メインの敵情視察はヴァティカルロールのゲーム時代スペックを考えれば、俺に負けるとは考えにくいので、そこまで気負わなくても大丈夫だと思われる。
俺が思うヴァティカルロールのスペックが予想の範疇なら、俺は殆ど何もしなくても勝てる。彼女の攻撃で0以上のダメージを与える技すら少ないのに『不死の鼓動』でHP自動回復の特性でガンガン回復するのだ。ゲーム知識をベースに考えれば負けはないと断言できるほどの差がある。
ついでの方は、ゲーム時代との差異を確認するためだ。ゲームが現実化した今では違う成長をしているキャラやボタンタップで発動していたスキルでは考えられないようなスキルの使い方があったりするのだ。
成長については俺を、発動方法については来紅を例にすれば分かりやすい。
俺の成長とは、異常なレベルアップ、敵キャラである綺堂 薊では入手不可能な『固有スキル』の入手、さらに人間から吸血鬼にまでなった。
来紅の発動方法については、固有スキル『泡姫の献身』がそうだろう。ゲーム時代は自傷ダメージがある単体回復技だったのに対し、彼女の血肉を食べた質と量で効果が変化するのだから。

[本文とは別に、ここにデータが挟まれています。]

PR #647, opened 2022-03-23
Pg service test + last bits of sslmode implementation

domi4484:


QgisModelBaker/gui/panel/pg_config_panel.py
```diff
@@ -20,7 +20,7 @@
 from enum import IntEnum
 
 try:
-    import QgisModelBaker.libs.pgserviceparser
+    import QgisModelBaker.libs.pgserviceparser as pgserviceparser
```
domi4484, line 23: @signedav not sure why the tests were failing locally without this... does it make sense for you?

signedav: locally are not using this import right?

signedav (approved):

QgisModelBaker/gui/panel/pg_config_panel.py
domi4484: Thanks for the explanation :)

signedav: This should work as well

```
from QgisModelBaker.libs import pgserviceparser
```

PR #658, opened 2022-03-25
Model Baker Logo and Branding

signedav:
Having a supernice postmodern logo now.
Long-Logo_Green_Modelbaker_RGB_QGIS

Put all the sources (including fonts) on the repo.

Used icon in Plugin Repository and in Documentation.


signedav:
@romefi I tended to use the long logo, since in most desktop usage, it's better from the size. But still both are official.

Btw. the fonts will be available in the branding folder as well. Maybe that's nice to use in presentations.

domi4484 (approved):
very nice the new branding!

signedav:
Yes. It's from https://www.danina.org/

PR #669, opened 2022-04-13
set write rights to lib folder 

signedav:
because qgis-plugin-ci needs it for release


signedav:
@domi4484 merging that to go on with the release and since it won't influence the solution itself.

ヴァティカルロールが持つ固有スキルも名前だけなら応用が利きそうなモノだったので要注意だ。彼女の設定集を忘れたのが悔やまれる。後で頑張って思い出したい。
「ねえ、どうして貴女が薊くんの隣にいるの? そこも私の場所なんだけど」
この一戦はストーリー的に異端である転生者が介入してない、謂わば自然な状態のキャラクター同士の戦闘、そういう意味でも見逃せなかった。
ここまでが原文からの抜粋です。